Roads in the Czech Republic have been rated as the sixth most dangerous in Europe by the European Transport Safety Council. The rating, based on the number of fatal accidents per 100,000 inhabitants, places the Czech Republic with 12.6 fatalities in sixth position among 23 European countries included in the survey. Over the weekend, nine people died in traffic accidents in the country and the number of fatal accidents has increased in comparison with last year. Zdenek Bambas, the head of the national traffic police, lost his job last week as a result.
Ludmila Brozova-Polednova, over 80, was accused of participation in the judicial murder of anticommunist politician Milada Horakova, who was executed by the communists in 1950. The former prosecutor is facing up to 15 years in prison for complicity to murder. Milada Horakova was arrested after the communist takeover in 1949, accused of high treason and espionage and sentenced to death in a show trial. She was the only woman executed in Czechoslovakia for political reasons.
President Vaclav Klaus pardoned another eight persons, most of them for humanitarian reasons, President's spokesman Petr Hajek told the Czech News Agency on Monday. Four people will not have serve the remaining prison time of up to one year, while the other four persons are foreigners who were to be expelled from the Czech Republic but have established family ties with Czech nationals. Mr Klaus has pardoned 169 people during his term that began in 2003.
Czech authorities estimate that there are about 10,000 prostitutes in the Czech Republic, a spokesperson for Labour and Social Work Ministry said on Monday. Non-governmental organisations claim, however, that the number of both male and female prostitutes working in the country may be as high as 30,000. The Labour and Social Work Ministry has decided to carry out a survey to establish a more precise figure and then use the data for a series of proposals aimed at curbing prostitution in the Czech Republic.
The Czech Republic will receive about CZK 15 billion from European Union funds by the end of the year, Czech Regional Development Minister Jiri Cunek told the daily Pravo. This is 2 percent of the total amount allotted to the Czech Republic by the EU for the period between 2007 and 2013. There has been some disappointment recently about the failure to receive all the European funding granted to the Czech Republic for the period of the previous three years.

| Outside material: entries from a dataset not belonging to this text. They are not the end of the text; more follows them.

PR #490, opened 2020-11-04
Improve Custom Branding content

jonathanglassman:
https://payments-platform.atlassian.net/browse/PP-6803


iqbalgds (approved):

source/optional_features/custom_branding/index.html.md.erb
```diff
@@ -19,6 +19,12 @@ customisation for the following features:
 * the background and border colour of the top banner
 * the branding of your payment confirmation email
 
+You must tell us which service you want to apply custom branding to. Custom branding applies to the test and live environments for a service.
```
miriamalice, line 22: not sure if this entirely accurate -I think we have to re-apply it to live if we do it in test? and if it's in live, it won't necessarily show up in test?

A group of Czech nationalists close to the right-wing National Party will be demonstrating against the alleged "Islamization" of Europe in Brussels in September, according to an invitation published on their website. The event will be held by the Stop Islamization of Europe initiative that expects nationalists from other European countries to participate as well.
The Czech company Linet, one of the world's five biggest producers of hospital beds, has struck a deal with a Sudanese state-owned company. The Czechs will supply their African partners with an assembly line as well as bed components so that the local producer can start manufacturing hospital beds by September this year. The joint project is expected to carry on for two years and its value is CZK 28 million (USD 1.4 million).
Former Czech defense minister and current deputy minister for European affairs Jiri Sedivy will become NATO's Assistant Secretary General for Defense Policy and Planning, the Czech NATO Information Centre reported on Monday. He will assume the post in September or October this year becoming the highest ranking Czech official in NATO ever.
Police have charged two skinheads with assaulting a public officer. The far-right activists took part in a demonstration in Vlasim, Central Bohemia, on Saturday that was held to draw attention to alleged criminal behaviour of the local Roma community. The skinheads will be prosecuted at liberty, a police spokesperson said on Monday. The demonstration was monitored by the police but the Vlasim town hall was criticized for granting the extreme right activists a permission to march.
Vladimir Dlouhy, a former Czech minister of industry and trade, has rejected an offer to become the Czech ambassador to the European Union in Brussels next year. The Czech government wants to dismiss the present ambassador Jan Kohout to improve communication between the embassy and Prague, only a year before the Czech Republic assumes the EU presidency. Vladimir Dlouhy, who was the most popular Czech politician for most of the 1990s, said on Sunday that he was too busy to accept the post. After Dlouhy left politics in 1998, he started pursuing an academic career.